The standard error of the regression term.

term

The name of the regression term.

Examples

library(margins) ## Example 1: Logit model ## mod_log <- glm(am ~ cyl + hp + wt, data = mtcars, family = binomial) # Get tidied "naive" model coefficients tidy(mod_log)
#> # A tibble: 4 x 5 #> term estimate std.error statistic p.value #> <chr> <dbl> <dbl> <dbl> <dbl> #> 1 (Intercept) 19.7 8.12 2.43 0.0152 #> 2 cyl 0.488 1.07 0.455 0.649 #> 3 hp 0.0326 0.0189 1.73 0.0840 #> 4 wt -9.15 4.15 -2.20 0.0276
# Convert to marginal effects with margins::margins() marg_log <- margins(mod_log) # Get tidied marginal effects tidy(marg_log)
#> # A tibble: 3 x 5 #> term estimate std.error statistic p.value #> <chr> <dbl> <dbl> <dbl> <dbl> #> 1 cyl 0.0215 0.0470 0.457 0.648 #> 2 hp 0.00143 0.000618 2.32 0.0204 #> 3 wt -0.403 0.115 -3.49 0.000487
tidy(marg_log, conf.int = TRUE)
#> # A tibble: 3 x 7 #> term estimate std.error statistic p.value conf.low conf.high #> <chr> <dbl> <dbl> <dbl> <dbl> <dbl> <dbl> #> 1 cyl 0.0215 0.0470 0.457 0.648 -0.0706 0.114 #> 2 hp 0.00143 0.000618 2.32 0.0204 0.000222 0.00265 #> 3 wt -0.403 0.115 -3.49 0.000487 -0.629 -0.176
glance(marg_log) ## Requires running the underlying model again.
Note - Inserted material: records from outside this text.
PR #16035, opened 2024-01-26
add back isGlobalClassNameBinding

MarcusDenker:
... not sure it fixes the real problem, but at least we do not get the DNU

### DIFF
--- a/src/ClassParser/CDSharedVariableNode.class.st
+++ b/src/ClassParser/CDSharedVariableNode.class.st
@@ -37,6 +37,14 @@ CDSharedVariableNode >> isClassVariable [
 ]
 
 { #category : 'testing' }
+CDSharedVariableNode >> isGlobalClassNameBinding [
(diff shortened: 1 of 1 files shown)


Ducasse:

Quick for this example.
#> # A tibble: 1 x 8 #> null.deviance df.null logLik AIC BIC deviance df.residual nobs #> <dbl> <int> <dbl> <dbl> <dbl> <dbl> <int> <int> #> 1 43.2 31 -4.92 17.8 23.7 9.84 28 32
if (FALSE) augment(marg_log) ## Not supported. augment(mod_log) ## But can get the same info by running on the underlying model.
#> # A tibble: 32 x 11 #> .rownames am cyl hp wt .fitted .resid .std.resid .hat .sigma #> <chr> <dbl> <dbl> <dbl> <dbl> <dbl> <dbl> <dbl> <dbl> <dbl> #> 1 Mazda RX4 1 6 110 2.62 2.24 0.449 0.529 0.278 0.595 #> 2 Mazda RX… 1 6 110 2.88 -0.0912 1.22 1.51 0.352 0.529 #> 3 Datsun 7… 1 4 93 2.32 3.46 0.249 0.262 0.0960 0.602 #> 4 Hornet 4… 0 6 110 3.22 -3.20 -0.282 -0.297 0.0945 0.601 #> 5 Hornet S… 0 8 175 3.44 -2.17 -0.466 -0.527 0.220 0.595 #> 6 Valiant 0 6 105 3.46 -5.61 -0.0856 -0.0866 0.0221 0.604 #> 7 Duster 3… 0 8 245 3.57 -1.07 -0.766 -0.941 0.337 0.576 #> 8 Merc 240D 0 4 62 3.19 -5.51 -0.0897 -0.0915 0.0376 0.603 #> 9 Merc 230 0 4 95 3.15 -4.07 -0.184 -0.196 0.122 0.603 #> 10 Merc 280 0 6 123 3.44 -4.84 -0.126 -0.128 0.0375 0.603 #> # … with 22 more rows, and 1 more variable: .cooksd <dbl>
## Example 2: Threeway interaction terms ## mod_ie <- lm(mpg ~ wt * cyl * disp, data = mtcars) # Get tidied "naive" model coefficients tidy(mod_ie)
#> # A tibble: 8 x 5 #> term estimate std.error statistic p.value #> <chr> <dbl> <dbl> <dbl> <dbl> #> 1 (Intercept) 108. 23.3 4.62 0.000109 #> 2 wt -24.8 8.47 -2.92 0.00744 #> 3 cyl -10.8 4.34 -2.49 0.0201 #> 4 disp -0.593 0.213 -2.79 0.0102 #> 5 wt:cyl 2.91 1.42 2.05 0.0514 #> 6 wt:disp 0.184 0.0685 2.69 0.0127 #> 7 cyl:disp 0.0752 0.0268 2.81 0.00979 #> 8 wt:cyl:disp -0.0233 0.00861 -2.71 0.0123
# Convert to marginal effects with margins::margins() marg_ie0 <- margins(mod_ie) # Get tidied marginal effects tidy(marg_ie0)
#> # A tibble: 3 x 5 #> term estimate std.error statistic p.value #> <chr> <dbl> <dbl> <dbl> <dbl> #> 1 cyl -3.85 1.46 -2.65 0.00812 #> 2 disp -0.0295 0.0174 -1.70 0.0900 #> 3 wt -2.01 1.17 -1.72 0.0860
glance(marg_ie0)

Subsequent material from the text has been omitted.